* **WHAT TO WORK ON**: Gather every line in the records below that contains the word "outputItemB".

[Data records]
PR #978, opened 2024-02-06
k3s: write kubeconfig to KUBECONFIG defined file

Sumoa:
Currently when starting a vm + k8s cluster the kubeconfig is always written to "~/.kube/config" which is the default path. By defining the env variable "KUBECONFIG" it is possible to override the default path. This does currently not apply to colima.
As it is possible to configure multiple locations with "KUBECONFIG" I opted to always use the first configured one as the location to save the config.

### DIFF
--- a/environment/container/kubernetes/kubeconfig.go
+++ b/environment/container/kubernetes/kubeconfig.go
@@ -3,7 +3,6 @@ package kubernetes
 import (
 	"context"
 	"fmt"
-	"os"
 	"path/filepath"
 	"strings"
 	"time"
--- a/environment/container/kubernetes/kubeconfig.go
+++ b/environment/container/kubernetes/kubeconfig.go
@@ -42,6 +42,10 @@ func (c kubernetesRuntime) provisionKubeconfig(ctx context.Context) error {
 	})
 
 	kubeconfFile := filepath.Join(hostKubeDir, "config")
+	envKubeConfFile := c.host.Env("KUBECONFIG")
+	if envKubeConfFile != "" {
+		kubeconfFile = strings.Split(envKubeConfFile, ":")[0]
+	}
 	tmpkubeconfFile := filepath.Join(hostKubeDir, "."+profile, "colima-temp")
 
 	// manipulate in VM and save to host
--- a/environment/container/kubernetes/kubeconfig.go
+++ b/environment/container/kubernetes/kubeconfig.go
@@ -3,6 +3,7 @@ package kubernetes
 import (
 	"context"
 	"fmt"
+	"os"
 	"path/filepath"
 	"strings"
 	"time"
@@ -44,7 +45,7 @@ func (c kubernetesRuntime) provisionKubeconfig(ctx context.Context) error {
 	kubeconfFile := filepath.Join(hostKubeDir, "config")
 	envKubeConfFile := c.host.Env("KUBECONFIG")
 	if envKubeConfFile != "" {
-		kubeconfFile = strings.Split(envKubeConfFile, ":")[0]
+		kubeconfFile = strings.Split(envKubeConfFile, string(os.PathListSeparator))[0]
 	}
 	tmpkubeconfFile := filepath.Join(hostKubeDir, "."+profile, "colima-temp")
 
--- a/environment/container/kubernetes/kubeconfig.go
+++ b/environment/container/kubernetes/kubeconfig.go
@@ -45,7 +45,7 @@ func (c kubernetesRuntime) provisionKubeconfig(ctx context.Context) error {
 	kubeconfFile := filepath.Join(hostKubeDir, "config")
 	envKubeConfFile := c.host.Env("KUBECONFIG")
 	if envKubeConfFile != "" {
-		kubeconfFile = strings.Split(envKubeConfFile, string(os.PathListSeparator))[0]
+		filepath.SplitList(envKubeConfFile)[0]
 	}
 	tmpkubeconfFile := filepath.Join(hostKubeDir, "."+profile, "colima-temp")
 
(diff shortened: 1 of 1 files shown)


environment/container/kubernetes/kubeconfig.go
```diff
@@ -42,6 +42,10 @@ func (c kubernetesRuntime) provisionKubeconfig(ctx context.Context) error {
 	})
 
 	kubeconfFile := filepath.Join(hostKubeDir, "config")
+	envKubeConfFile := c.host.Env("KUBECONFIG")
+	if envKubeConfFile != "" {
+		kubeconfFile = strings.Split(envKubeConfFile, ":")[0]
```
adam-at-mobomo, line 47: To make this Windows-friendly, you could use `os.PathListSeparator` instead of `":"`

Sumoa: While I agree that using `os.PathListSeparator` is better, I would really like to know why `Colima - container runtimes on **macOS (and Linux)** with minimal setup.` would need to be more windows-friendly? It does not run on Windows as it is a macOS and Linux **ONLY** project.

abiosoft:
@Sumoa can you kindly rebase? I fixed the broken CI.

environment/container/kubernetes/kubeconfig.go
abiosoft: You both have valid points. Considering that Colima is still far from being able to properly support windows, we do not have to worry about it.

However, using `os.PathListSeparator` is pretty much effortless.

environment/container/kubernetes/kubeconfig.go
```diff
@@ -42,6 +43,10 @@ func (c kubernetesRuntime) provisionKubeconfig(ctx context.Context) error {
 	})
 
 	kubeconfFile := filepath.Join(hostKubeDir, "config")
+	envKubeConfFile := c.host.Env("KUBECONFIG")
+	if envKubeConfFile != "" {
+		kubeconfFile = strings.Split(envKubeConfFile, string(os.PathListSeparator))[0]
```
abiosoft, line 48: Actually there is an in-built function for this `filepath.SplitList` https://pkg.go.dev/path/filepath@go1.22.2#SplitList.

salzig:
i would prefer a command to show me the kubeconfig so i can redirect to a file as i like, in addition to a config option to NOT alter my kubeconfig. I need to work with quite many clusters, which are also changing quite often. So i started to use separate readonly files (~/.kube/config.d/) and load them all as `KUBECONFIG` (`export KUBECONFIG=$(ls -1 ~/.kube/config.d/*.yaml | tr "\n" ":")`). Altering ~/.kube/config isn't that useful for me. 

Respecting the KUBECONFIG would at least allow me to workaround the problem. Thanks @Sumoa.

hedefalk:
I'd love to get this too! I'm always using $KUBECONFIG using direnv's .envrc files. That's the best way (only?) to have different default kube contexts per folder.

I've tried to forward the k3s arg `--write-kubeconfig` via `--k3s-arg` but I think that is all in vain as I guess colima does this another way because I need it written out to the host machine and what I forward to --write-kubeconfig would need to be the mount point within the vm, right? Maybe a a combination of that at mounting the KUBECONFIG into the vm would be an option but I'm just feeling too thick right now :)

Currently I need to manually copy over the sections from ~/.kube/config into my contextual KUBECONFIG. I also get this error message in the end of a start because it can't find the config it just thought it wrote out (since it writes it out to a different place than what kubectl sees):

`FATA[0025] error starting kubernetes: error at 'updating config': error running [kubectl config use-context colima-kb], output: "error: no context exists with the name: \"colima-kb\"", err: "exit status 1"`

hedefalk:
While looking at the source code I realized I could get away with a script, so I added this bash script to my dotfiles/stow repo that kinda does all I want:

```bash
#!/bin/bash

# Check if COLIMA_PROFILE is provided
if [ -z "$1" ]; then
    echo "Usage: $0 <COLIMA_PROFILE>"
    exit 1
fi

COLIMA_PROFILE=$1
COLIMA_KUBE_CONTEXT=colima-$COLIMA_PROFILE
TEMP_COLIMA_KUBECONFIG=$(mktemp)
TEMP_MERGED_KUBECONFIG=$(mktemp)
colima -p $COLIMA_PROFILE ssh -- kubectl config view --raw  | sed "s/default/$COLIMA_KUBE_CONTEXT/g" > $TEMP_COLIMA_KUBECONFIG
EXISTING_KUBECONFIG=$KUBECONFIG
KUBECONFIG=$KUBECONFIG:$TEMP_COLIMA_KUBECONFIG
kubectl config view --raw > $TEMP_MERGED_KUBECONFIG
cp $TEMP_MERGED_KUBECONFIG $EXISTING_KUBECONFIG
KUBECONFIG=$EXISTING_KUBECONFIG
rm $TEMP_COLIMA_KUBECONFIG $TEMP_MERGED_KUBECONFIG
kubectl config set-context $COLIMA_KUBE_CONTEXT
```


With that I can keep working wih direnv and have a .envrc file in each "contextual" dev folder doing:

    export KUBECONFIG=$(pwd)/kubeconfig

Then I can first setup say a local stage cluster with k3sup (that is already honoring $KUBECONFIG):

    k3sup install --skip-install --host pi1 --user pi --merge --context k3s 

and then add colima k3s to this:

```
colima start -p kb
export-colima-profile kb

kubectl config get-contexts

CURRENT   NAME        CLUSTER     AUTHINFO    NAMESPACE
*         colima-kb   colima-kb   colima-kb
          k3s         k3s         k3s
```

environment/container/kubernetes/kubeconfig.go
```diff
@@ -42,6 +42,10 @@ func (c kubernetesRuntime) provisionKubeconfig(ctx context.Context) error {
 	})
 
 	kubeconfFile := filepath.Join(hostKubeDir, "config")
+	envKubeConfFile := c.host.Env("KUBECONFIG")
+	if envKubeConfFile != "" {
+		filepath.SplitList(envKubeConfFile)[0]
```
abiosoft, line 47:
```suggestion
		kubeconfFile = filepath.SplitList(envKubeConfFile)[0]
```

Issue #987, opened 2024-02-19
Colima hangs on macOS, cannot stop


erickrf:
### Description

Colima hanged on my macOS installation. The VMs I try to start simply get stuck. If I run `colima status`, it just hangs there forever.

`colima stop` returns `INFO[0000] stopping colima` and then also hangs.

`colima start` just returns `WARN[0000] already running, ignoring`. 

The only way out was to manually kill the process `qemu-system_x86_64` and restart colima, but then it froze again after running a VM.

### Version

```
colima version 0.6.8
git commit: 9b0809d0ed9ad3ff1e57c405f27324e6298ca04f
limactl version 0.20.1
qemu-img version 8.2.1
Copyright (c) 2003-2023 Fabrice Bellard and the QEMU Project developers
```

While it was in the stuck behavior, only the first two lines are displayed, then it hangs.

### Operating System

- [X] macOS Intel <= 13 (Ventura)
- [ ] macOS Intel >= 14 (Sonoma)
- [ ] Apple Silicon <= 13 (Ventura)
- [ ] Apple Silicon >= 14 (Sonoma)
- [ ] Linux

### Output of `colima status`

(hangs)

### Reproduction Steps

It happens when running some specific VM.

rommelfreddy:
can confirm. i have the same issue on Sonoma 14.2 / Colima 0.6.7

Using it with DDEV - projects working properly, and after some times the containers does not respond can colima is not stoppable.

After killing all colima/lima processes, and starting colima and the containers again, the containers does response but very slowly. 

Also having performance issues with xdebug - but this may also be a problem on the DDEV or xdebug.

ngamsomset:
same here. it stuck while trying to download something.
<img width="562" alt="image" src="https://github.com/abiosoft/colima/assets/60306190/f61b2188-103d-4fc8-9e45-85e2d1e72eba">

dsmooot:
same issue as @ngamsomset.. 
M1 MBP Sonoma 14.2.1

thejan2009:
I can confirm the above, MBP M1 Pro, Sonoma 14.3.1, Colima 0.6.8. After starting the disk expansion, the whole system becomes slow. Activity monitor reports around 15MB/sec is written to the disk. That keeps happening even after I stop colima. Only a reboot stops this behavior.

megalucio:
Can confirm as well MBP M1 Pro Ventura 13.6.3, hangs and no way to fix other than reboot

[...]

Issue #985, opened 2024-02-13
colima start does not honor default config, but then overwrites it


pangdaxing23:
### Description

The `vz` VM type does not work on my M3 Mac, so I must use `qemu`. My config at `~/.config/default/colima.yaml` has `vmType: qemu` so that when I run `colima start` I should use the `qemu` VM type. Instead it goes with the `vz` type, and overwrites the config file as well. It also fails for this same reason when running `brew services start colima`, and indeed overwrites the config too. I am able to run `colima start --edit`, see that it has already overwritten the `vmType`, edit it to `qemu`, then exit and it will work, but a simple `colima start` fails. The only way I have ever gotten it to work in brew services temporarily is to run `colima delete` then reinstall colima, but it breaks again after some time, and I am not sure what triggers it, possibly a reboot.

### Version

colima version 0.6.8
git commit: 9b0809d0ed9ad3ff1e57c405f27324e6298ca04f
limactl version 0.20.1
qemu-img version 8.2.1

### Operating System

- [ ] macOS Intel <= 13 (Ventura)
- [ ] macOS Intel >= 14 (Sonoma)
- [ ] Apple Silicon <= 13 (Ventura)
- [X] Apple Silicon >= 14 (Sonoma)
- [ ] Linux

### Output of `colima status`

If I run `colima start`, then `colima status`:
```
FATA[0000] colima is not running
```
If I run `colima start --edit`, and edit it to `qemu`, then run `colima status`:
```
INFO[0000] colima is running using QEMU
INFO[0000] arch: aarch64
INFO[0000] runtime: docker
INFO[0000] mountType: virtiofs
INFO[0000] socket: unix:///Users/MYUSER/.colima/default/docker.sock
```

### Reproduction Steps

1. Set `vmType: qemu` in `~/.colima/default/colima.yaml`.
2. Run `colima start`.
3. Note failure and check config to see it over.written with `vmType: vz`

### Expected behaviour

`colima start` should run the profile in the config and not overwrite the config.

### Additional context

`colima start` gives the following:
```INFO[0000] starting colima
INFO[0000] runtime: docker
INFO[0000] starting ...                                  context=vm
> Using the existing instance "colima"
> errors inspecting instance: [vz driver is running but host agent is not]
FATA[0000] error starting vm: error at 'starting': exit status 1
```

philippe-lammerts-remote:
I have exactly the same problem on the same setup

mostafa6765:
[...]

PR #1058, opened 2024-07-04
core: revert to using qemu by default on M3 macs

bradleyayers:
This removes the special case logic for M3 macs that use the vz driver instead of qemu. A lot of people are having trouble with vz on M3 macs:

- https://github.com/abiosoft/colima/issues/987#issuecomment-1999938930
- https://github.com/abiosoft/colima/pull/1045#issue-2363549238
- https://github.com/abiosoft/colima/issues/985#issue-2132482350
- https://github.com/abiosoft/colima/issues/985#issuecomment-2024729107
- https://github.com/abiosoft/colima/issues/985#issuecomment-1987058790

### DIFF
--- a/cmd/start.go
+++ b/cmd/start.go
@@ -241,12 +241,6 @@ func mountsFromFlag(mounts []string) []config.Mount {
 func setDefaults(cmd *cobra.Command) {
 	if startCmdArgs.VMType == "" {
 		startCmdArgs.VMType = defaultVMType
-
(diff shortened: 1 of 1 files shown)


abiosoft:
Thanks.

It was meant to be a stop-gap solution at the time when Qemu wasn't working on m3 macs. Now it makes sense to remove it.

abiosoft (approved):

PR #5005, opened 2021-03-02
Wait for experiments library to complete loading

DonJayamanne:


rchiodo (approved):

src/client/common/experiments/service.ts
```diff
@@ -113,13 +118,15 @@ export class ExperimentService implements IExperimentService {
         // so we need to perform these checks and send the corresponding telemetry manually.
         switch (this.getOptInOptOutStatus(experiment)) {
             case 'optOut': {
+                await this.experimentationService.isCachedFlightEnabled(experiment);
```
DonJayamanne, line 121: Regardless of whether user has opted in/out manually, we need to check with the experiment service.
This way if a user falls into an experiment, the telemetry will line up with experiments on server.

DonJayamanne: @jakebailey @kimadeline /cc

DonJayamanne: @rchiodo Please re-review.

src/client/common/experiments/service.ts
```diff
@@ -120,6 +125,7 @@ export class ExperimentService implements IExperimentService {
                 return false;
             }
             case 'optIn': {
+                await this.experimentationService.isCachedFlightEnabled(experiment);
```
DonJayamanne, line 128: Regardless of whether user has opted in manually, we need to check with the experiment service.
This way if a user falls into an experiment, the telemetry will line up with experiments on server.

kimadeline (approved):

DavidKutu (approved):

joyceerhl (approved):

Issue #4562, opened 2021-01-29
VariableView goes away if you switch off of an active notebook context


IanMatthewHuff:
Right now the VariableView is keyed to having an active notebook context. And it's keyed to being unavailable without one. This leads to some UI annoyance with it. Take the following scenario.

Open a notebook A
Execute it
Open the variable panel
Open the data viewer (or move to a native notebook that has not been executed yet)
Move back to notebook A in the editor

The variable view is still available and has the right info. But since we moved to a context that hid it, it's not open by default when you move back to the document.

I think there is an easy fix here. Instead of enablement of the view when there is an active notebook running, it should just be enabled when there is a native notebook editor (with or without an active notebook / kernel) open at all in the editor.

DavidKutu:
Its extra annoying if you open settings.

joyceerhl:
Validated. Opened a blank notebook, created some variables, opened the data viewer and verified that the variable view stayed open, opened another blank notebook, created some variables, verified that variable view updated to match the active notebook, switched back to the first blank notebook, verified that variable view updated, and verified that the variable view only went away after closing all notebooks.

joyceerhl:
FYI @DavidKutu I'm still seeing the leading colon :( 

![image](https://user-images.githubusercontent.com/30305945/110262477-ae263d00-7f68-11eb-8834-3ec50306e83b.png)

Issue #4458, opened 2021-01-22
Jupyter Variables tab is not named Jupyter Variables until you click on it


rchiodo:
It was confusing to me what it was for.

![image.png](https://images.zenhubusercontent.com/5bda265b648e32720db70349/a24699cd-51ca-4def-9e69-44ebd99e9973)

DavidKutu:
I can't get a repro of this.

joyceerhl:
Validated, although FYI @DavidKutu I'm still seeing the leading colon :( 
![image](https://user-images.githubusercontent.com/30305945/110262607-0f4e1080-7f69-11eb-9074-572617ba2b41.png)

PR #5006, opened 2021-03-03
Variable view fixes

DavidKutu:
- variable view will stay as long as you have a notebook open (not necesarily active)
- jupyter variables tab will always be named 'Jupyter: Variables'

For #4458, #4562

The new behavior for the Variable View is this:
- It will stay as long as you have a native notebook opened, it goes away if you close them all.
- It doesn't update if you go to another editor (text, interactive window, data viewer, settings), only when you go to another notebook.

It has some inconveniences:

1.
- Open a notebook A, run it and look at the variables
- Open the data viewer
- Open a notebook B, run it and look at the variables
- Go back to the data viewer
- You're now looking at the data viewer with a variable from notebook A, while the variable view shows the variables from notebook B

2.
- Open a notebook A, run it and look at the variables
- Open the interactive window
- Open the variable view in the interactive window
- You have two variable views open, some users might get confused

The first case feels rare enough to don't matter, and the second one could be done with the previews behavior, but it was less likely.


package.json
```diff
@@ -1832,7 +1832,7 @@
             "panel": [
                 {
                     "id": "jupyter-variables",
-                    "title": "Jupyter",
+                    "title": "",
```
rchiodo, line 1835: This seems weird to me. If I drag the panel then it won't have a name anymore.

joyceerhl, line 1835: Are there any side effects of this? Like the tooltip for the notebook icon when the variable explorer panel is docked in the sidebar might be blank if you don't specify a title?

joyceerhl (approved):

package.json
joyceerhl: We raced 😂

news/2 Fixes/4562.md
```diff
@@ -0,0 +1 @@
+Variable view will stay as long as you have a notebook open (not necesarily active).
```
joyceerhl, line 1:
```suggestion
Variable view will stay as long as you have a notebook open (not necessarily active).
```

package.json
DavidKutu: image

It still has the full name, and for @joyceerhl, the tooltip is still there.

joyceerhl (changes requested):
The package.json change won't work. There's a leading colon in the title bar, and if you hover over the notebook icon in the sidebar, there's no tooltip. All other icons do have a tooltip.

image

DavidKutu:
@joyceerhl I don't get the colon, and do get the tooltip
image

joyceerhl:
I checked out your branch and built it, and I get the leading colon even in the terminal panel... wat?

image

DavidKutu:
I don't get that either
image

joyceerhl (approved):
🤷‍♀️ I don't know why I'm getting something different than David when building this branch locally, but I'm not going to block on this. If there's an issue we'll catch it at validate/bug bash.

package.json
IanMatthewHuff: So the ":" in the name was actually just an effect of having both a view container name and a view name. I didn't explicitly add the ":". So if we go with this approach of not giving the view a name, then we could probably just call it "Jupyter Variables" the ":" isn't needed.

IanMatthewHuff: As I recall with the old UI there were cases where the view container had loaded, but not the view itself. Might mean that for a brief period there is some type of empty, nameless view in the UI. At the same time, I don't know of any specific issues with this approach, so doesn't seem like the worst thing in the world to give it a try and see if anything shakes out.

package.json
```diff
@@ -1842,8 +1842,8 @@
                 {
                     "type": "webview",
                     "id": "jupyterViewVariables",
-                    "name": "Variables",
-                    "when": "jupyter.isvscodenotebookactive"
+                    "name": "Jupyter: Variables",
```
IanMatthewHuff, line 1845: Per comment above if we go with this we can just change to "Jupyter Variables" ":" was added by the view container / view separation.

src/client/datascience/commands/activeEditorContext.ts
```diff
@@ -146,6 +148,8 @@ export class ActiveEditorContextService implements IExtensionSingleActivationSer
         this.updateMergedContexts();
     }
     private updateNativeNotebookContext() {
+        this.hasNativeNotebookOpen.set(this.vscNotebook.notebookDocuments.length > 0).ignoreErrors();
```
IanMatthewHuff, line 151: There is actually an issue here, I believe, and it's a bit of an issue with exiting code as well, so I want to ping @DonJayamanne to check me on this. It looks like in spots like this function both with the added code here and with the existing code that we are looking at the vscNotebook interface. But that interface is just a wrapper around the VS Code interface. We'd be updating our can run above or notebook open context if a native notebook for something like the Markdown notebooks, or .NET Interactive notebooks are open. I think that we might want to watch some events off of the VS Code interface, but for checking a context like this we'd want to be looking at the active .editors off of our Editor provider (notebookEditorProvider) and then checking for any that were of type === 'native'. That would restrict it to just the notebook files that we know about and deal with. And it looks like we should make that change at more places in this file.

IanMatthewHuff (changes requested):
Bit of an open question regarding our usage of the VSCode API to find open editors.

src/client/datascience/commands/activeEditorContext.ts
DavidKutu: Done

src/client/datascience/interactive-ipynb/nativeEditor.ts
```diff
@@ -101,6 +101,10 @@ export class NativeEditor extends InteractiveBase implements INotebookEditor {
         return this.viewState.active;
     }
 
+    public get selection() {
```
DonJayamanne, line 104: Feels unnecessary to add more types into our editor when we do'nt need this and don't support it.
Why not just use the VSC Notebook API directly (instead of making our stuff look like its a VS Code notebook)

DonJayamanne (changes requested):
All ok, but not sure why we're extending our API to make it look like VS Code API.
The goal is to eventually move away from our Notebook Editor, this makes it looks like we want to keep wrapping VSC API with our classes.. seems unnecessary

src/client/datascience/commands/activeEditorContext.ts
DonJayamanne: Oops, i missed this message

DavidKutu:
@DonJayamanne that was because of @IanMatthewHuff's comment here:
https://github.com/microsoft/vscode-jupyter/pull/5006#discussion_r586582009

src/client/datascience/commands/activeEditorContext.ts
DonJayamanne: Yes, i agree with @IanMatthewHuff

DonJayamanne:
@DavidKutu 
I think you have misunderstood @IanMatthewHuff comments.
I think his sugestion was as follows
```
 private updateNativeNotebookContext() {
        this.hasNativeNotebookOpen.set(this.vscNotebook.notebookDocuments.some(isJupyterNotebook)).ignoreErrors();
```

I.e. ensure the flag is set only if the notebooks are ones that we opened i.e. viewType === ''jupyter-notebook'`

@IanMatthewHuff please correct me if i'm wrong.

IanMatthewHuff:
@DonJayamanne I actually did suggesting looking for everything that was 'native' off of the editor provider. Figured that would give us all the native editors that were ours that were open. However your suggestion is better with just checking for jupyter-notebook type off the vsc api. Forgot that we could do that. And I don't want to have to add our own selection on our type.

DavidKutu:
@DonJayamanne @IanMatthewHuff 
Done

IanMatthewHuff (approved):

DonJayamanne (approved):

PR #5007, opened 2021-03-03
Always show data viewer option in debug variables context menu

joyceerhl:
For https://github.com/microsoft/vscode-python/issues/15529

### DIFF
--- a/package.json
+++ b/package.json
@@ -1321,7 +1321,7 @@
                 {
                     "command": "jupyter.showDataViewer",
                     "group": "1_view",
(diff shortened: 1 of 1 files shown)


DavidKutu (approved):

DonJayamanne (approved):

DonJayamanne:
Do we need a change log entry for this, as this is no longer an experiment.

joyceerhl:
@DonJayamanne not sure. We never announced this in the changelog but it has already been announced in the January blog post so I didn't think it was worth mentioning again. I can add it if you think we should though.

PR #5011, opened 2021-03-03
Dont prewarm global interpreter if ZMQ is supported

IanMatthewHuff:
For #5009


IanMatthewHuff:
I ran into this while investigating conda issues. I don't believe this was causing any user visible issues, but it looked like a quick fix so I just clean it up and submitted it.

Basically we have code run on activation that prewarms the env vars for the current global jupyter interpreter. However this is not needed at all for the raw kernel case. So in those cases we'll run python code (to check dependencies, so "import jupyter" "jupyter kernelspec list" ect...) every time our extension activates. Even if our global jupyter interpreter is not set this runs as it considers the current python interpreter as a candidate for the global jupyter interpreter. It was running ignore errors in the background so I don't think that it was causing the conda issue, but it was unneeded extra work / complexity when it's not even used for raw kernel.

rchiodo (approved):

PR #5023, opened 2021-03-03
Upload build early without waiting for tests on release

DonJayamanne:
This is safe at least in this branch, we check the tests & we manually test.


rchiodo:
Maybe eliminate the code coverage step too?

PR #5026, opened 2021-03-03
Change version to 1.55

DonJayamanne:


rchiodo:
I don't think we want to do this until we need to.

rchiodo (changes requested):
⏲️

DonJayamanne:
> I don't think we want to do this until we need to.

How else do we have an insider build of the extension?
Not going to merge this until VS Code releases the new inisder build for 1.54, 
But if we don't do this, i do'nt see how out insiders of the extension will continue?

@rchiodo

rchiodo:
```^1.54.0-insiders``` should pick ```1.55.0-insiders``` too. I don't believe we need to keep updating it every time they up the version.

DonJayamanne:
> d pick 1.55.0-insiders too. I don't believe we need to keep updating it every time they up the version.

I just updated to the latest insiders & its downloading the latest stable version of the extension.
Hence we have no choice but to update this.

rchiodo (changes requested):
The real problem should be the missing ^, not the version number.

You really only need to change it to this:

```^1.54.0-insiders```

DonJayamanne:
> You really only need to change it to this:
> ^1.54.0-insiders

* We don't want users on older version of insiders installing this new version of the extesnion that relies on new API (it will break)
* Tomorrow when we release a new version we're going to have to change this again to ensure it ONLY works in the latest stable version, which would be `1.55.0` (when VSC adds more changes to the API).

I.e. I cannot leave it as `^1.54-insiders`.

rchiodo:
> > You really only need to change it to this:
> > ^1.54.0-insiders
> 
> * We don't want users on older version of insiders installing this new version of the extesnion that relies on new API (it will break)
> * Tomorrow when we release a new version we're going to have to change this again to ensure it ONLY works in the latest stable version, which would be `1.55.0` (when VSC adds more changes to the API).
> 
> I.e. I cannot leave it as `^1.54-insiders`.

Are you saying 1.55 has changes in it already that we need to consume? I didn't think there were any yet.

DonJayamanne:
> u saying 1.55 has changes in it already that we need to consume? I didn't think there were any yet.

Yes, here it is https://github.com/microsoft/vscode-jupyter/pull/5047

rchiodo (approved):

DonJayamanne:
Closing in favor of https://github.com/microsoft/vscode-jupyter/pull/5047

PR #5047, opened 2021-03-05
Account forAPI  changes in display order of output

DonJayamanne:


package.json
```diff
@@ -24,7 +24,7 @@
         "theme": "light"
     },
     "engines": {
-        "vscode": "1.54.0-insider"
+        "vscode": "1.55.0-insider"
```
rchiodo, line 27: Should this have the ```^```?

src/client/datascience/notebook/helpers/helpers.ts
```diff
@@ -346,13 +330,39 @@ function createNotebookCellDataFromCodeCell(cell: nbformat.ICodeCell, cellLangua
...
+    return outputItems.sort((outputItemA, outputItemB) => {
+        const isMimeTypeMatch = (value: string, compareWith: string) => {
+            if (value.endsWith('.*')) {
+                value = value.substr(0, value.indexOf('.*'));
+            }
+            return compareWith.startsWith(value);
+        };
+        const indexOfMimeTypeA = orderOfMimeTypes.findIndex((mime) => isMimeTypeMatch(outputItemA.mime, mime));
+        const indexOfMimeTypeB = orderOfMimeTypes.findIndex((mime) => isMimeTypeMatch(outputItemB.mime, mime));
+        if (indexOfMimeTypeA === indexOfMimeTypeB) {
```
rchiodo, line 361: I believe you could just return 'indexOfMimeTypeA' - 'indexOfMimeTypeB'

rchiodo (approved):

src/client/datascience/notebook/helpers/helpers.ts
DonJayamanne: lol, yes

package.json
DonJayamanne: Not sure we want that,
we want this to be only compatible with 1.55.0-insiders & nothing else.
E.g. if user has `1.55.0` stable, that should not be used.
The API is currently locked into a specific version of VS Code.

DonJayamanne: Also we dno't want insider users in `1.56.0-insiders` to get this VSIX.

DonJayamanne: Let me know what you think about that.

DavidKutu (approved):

* **EXERCISE RESULT**:
+    return outputItems.sort((outputItemA, outputItemB) => {
+        const indexOfMimeTypeB = orderOfMimeTypes.findIndex((mime) => isMimeTypeMatch(outputItemB.mime, mime));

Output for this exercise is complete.